Те, к кому он обращается, ухмыляясь, проходят мимо: парочка, дылда в узких ковбойских штанах. Старик трясет бородой, у него расстегнут ворот сорочки, к стоптанным башмакам давно не прикасалась щетка, а видавшую виды шляпу опоясывает лента с надписью: «Бог есть любовь».

Он не говорит, а вопит. Связная, спокойная речь не для нью-йоркской улицы.

— Ага, вы не думаете о душе, о боге! Нет? А конец мира близок! Опомнитесь, еще есть время!

Чуть подальше девица в сером клетчатом пальто, с челкой реденьких волос-сосулек и с безумными глазами. Она в кругу парней. Девица взяла скользкую тему — обличает пороки. Парни в ответ гогочут, тычут в нее пальцами, отпускают шуточки, от которых, кажется, закачаются незыблемые стены банка.

Но у фанатички глаза горят светом мученичества. Она напоминает бывалую драную кошку, отбивающуюся от задиристых собачонок. Здоровенный негр-полисмен входит в гогочущую толпу, как таран. Уличная пифия остается одна возле своего треножника.
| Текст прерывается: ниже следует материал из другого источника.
Issue #6179, opened 2026-06-17
sec(install): install.sh SHA256 verification has two silent skip paths — no GPG/cosign


BunnyMoth:
### Description

The install script (`web/public/install.sh`) attempts SHA256 verification after downloading the binary but has two silent failure paths that allow installation to proceed without any verification:

1. If `sha256sum` or `shasum` is absent from `PATH` (line 266) — prints a yellow warning and continues installing
2. If the `.sha256` file is missing from the GitHub release (line 247) — the curl fetch fails silently and installation proceeds unverified

No GPG or cosign signature verification exists anywhere in the script. The `scripts/workers/install-sh.ts:17` worker issues a 302 redirect directly to the GitHub asset URL with no intermediary signing step.

Identified via independent security audit of main branch, June 2026 (commit `6196f133`).

### Expected Behavior

SHA256 verification should be a hard requirement:
- If `sha256sum` is absent, the install should fail with a clear actionable message rather than proceeding unverified
- If the `.sha256` release asset cannot be fetched, the install should fail rather than proceeding unverified
- Ideally, cosign or GPG signature verification should be added as a non-optional step

### Steps to Reproduce

1. Review web/public/install.sh lines 247-266
2. Line 266: `echo "No sha256sum/shasum found, skipping checksum verification."` — proceeds to install
3. Line 247: if the curl fetch of `$CHECKSUM_URL` fails, verification block is skipped entirely
4. Run the install script on a minimal Alpine container where sha256sum is absent — binary installs without verification

### LibreFang Version

v2026.6.10-beta.17 (commit 6196f133)

### Operating System

Windows

houko:
Resolved by #6191 (merged), which enforces SHA256 verification in install.sh and removes the silent skip paths.

PR #6191, opened 2026-06-18
fix(sec): enforce SHA256 verification in install.sh, remove silent skip paths

BunnyMoth:
Two silent skip paths in the SHA256 verification block are now hard failures:
- Missing .sha256 file: prints the URL and exits 1
- Missing hash tool (sha256sum/shasum): prints "install coreutils" and exits 1

Checksum mismatch was already a hard failure and is unchanged.
Syntax verified with bash -n.


houko (commented):
The CHANGELOG entry is a single line with no description and no issue number, while every other entry in this section follows the convention `**title** (#NNNN) (@author). Sentence one. Sentence two.` The `(@mrchn)` attribution is present (good), but the entry needs at least: the issue number it fixes (if one exists), and 1–2 sentences explaining the security problem that was fixed (the old code silently skipped SHA256 verification when no hash tool was found; that was the actual vulnerability). Please expand the entry to match the project convention before merge.

---

houko (approved):
LGTM — correctly closes the integrity-check bypass.

The script previously proceeded silently in two cases: the `.sha256` file missing from the release, and no `sha256sum`/`shasum` in `PATH`. Both now `exit 1` with a clear message instead of installing an unverified binary, and the actual hash-comparison path is unchanged. This is the right security/convenience tradeoff for an installer and matches what #6179 asked for. CI green. Approving.

Issue #6204, opened 2026-06-18
Hands 设置bug


Jengro777:
### Description

https://github.com/user-attachments/assets/b728fdbb-3b7c-4b51-bfbe-ce8c6c8cf3b2

### Expected Behavior

--

### Steps to Reproduce

看视频

### LibreFang Version

v2026.6.17-beta.20 

### Operating System

Linux (x86_64)

PR #6213, opened 2026-06-18
fix(hands): merge Hand settings on save instead of replacing the whole config

houko:
## Summary

Addresses #6204 (Hands settings bug). The issue is a screen-recording with no text, so I traced the Hands settings surfaces for the strongest concrete, code-grounded bug.

## Root cause

The Hand settings editor builds its PUT payload only from `draft` — the per-session diff containing just the keys whose input fired `onChange` (`HandsPage.tsx`). `update_hand_settings` forwards that partial map straight to `HandRegistry::update_config`, which does a **wholesale replace** (`entry.config = config`, `registry.rs:1355`, pinned by the `update_config_replaces_and_refreshes` unit test). So for a Hand with more than one setting, saving one field overwrote the instance config with just that key and reverted every other previously-saved setting to its default. Invisible for single-setting Hands; data-loss for multi-setting Hands.

## Fix

- `crates/librefang-api/src/routes/skills/hands.rs` — `update_hand_settings` now reads the active instance's current config and **merges** the incoming keys over it, making the endpoint a true partial update. The registry's `update_config` replace contract is left unchanged (it has one other caller and a unit test pinning it).
- `crates/librefang-api/dashboard/src/pages/HandsPage.tsx` — the editor seeds its payload from the saved `current_values` before overlaying the draft, as defense in depth.

## Confidence / scope note

**Medium confidence** this is the bug the (text-less) video depicts — it's the strongest concrete settings-save defect in this area. If the video instead shows the agent-config tab (system prompt / tools), that path persists and refetches correctly; the only residual there is the state-resync `useEffect` potentially wiping an unsaved draft on a window-focus refetch — flagging for whoever has seen the video.

No backend integration test was added: the hands test harness installs no fixture Hand, so the settings happy-path is unreachable without new fixture infrastructure (out of scope for this fix). Recommend a follow-up that adds a fixture Hand with ≥2 settings and asserts PUT{a}→PUT{b}→GET keeps both.

## Verification

> ⚠️ Local verification was not possible (host disk full, OrbStack down → no `cargo`; disk too tight to risk `pnpm`). Both changes are static-reviewed: backend — `HandInstance.config` and the incoming body are both `HashMap<String, Value>`, so read→`extend`→`update_config(merged)` type-checks; frontend — `current_values?: Record<string, unknown>` spreads cleanly into the payload. **CI is the verifier** — `cargo check --workspace --lib`, `cargo test -p librefang-api`, `cargo test -p librefang-hands` (replace contract unchanged), and `pnpm typecheck`.


crates/librefang-api/src/routes/skills/hands.rs
houko, line 1: Per CLAUDE.md §"What you MUST do for any route / wiring change": every route change needs a `#[tokio::test]` against `TestServer` before merge.

The PR body explains the blocker honestly — no fixture Hand exists in the test harness, so the settings happy-path is unreachable. That's a real constraint, not an excuse to skip, so it needs to be resolved in this PR rather than deferred to a follow-up.

Minimal unblocking path (no new fixture infrastructure required): add a test that POSTs to `PUT /api/hands/{id}/settings` against `start_test_server()` with a non-existent `hand_id` and asserts the `404` + "Activate the hand first" error shape. That covers the route registration, auth middleware pass-through, and `None` branch without needing a live Hand. For the merge path, a second test can install a minimal stub Hand (or mock `HandRegistry`) and assert the `extend` semantics — but the `404` test alone satisfies the "route wired and gated" bar that reviewers check.

---

houko (commented):
Style fixes pushed directly (1 commit); one blocking item flagged inline.

---

houko (commented):
CLAUDE.md requires a `#[tokio::test]` against `TestServer` for any route behaviour change (`update_hand_settings` now merges instead of replacing). The PR body acknowledges the gap and proposes a follow-up, but CLAUDE.md's rule is: defer only if the fix would touch a *different crate or domain* — the test would live in `crates/librefang-api/tests/`, the same domain as this route. "New fixture infrastructure" for a `Hand` instance is worth adding here rather than deferring; the suggested test shape from the PR body is exactly right: install a fixture Hand with ≥ 2 settings, `PUT {a}`, `PUT {b}`, `GET`, assert both keys are present. Please add that before merge.

---

PR #6221, opened 2026-06-18
fix(runtime): allow close_range, getresuid/gid, and pipe splicing syscalls in seccomp sandbox

pavver:
## Summary

This PR resolves sandbox crashes (`SIGSYS — disallowed syscall, seccomp triggered`) occurring on rolling-release/newer Linux environments (such as Arch Linux) when running hook scripts under the default locked-down seccomp sandbox.

#### [MODIFY] [plugin_runtime.rs](file:///home/pavver/librefang-ukrainian-cli-i18n/crates/librefang-runtime/src/plugin_runtime.rs)
Added the following system calls to the seccomp allowlist (`apply_seccomp_allowlist`):
- `close_range` — used by Rust `std::process::Command` (and newer glibc) to close file descriptors during process startup.
- `getresuid` & `getresgid` — used by `bash` (which `/bin/sh` links to on Arch Linux) during startup for real/effective/saved ID checks.
- `vmsplice`, `splice` & `tee` — used by optimized coreutils (like `yes` in the `overflow_kills_child_without_waiting_for_timeout` test) for fast pipe data transfers.
- `statfs` & `fstatfs` — queried by glibc/bash to inspect filesystem metadata (such as read-only capabilities or mount types).
- `umask` — used to read or modify the file mode creation mask for processes executing scripts.

## Attribution

## Testing

1. **Clippy Validation**:
   ```bash
   CARGO_TARGET_DIR=/home/pavver/openfang/target-worktree cargo clippy --workspace --all-targets -- -D warnings
   ```
   *Result*: 0 warnings / errors.
2. **Cargo Tests**:
   ```bash
   CARGO_TARGET_DIR=/home/pavver/openfang/target-worktree cargo test -p librefang-runtime --lib -- locked_down_default_hook_completes_round_trip native_runtime_round_trip native_runtime_timeout_is_enforced overflow_kills_child_without_waiting_for_timeout test_scriptable_hook_accepts_full_runtime_path
   ```
   *Result*: `ok. 5 passed; 0 failed` (All 5 previously failing sandbox tests now pass successfully).


pavver:
# Detailed Diagnostics: Seccomp Sandbox Disallowed Syscalls on Modern Linux

This document explains the technical details of the seccomp sandbox failures observed on modern Linux distributions (such as Arch Linux running kernel `7.0.x` and glibc `2.38+`) and how this commit resolves them.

А подле угла класс выше. На ярко-красной складной трибунке с пюпитром и флагом женщина лет пятидесяти, в ореоле седых волос, придерживаемых модным металлическим обручем. Она не кричит — трибунка и так заметно приподнимает ее над толпой. Она властно внушает, притопывая туфлями под крокодиловую кожу. Эта хоть и не дама из общества, но цену себе знает. И я вспомнил рассказы о проповеднице, которую за углом всегда ждала роскошная машина с вышколенным надменным шофером.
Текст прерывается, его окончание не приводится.